版元の彫師 北斎漫画の彫師
江戸時代の「出版社」「印刷屋」「書籍販売店」を一手に引き受けていた業種のことを「版元」と言います。
「版元」も、現代の週刊誌にあたる「浮世絵」や「娯楽もの」を作っていたところと、専門書などの書物を専門に作っていたところに分かれます。
色の数だけ彫る版木
例えば、北斎が描いた原画をもとに、桜の版木に絵をさかさまに貼り付け、見当(目印)を彫り、貼り付けた下絵に沿って彫りこんでいきます。
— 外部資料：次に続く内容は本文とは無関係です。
PR #1288, opened 2022-07-11
[cpp] CLI parser errors are caught and a print help message is printed

### LINKED ISSUE #1255: C++ prorgams should print help when using wrong CLI arguments
Currently, C++ binaries exit with a cryptic exception when an invalid CLI argument is used. Instead, we should print a nicely formatted error and print the help text.

cmnrd:
Instead of just failing with an exception on CLI parse errors, the LF binary will print a more informative error message and the help text. Also this PR improves the formatting of parse exceptions thrown by our custom parser for time values.

Closes #1255


lhstrh (approved):
Cool!

PR #1631, opened 2023-03-09
Fix passing of command line options from lfc to the generator

cmnrd:
Currently, all command line options that need to be passed on from lfc to the code generator do not work. The reason for this, is that the long option names (e.g. `--clean`) are compared with the property names (e.g. `clean`).  This change provides a fix. Concretely, it replaces the automagic passing in a for loop from before with explicit code for each individual option. While it is a bit more verbose, this has some advantages:
- The code is readable and understandable
- IntelliJ produces a useful warning when an option is not used and therefore not passed on

This change further removes some unused code and includes other small cleanups. All in all, this removes all warnings shown bu IntelliJ.

### DIFF
--- a/org.lflang/src/org/lflang/cli/CliBase.java
+++ b/org.lflang/src/org/lflang/cli/CliBase.java
@@ -1,22 +1,15 @@
 package org.lflang.cli;
 
 import java.io.IOException;
-import java.io.PrintStream;
 import java.io.PrintWriter;
 import java.nio.file.Files;
 import java.nio.file.Path;
-import java.util.Arrays;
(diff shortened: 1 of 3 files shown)


patilatharva (approved):
Thank you for this fix!

lhstrh (approved):

lhstrh:
This bugfix warrants a path release...

cmnrd:
Did we merge the picocli PR before the release? I think it wasn't in there. It also does not show in the release notes.

lhstrh:
Oh, right, we didn't.

PR #1632, opened 2023-03-09
Tracing of federate interactions

edwardalee:
This PR (co-authored by @ChadliaJerad) adds tracepoints for interactions between federates and the RTI plus a visualization tool for the resulting traces.  A major goal is to enable optimizing coordination of federated programs by reducing the number of RTI-federate interactions. It adds a command-line utility called `fedsd` that generates sequence diagrams (augmented with physical time) for federate interactions with the RTI (see an example below).

This PR relies on the tracing-federates branch of reactor-c, which should be merged first. To use it, PR #1642 must also be merged first (or else you have to manually edit the launch script to add the `-t` option to the RTI).  

The `fedsd` utility and the other utilities in `util/tracing` should probably be split off into a separate repo dedicated to analysis and visualization of LF programs, but that should be done in a separate PR and should be accompanied with setting up regression tests for that repo.

Example federated program:

image

Running this generates three `.lft` (trace) files. Then running:

```
> fedsd *.lft
```

produces a visualization of the trace. A segment is shown below showing the one message flowing from ping to pong and back again:

image


cmnrd (changes requested):
This PR should not modify the reactor-cpp submodule

lhstrh (approved):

江戸時代の後半になって「多色刷りの浮世絵」が出てきますが、彫師は色の数だけ版木を彫りあげていかなければなりません。
繊細な線を彫る神経を集中する時などには、ガラスの容器に水を入れ、それに光を当てて乱反射で手元の影をなくして彫っていきます。
素晴らしい知恵だと思いませんか。
摺師の仕事
彫り終えた版木に和紙を当てて刷りこんでいく職人さんを「摺師(すりし)」といいます。
細かい線や、ボカシの技法を駆使して素晴らしい版画(浮世絵)が出来上がっていきます。
一般的には、200枚くらいが摺りあげる枚数です。
しかし評判のいい版画になると、摺りの枚数が増え、線の細かい「摺り初めの浮世絵」も線がしだいに太くなり、もう一度版木を作りなおすことになります。
同じ北斎の浮世絵でも、少し色遣いや線が違うものがあるのはそのせいです。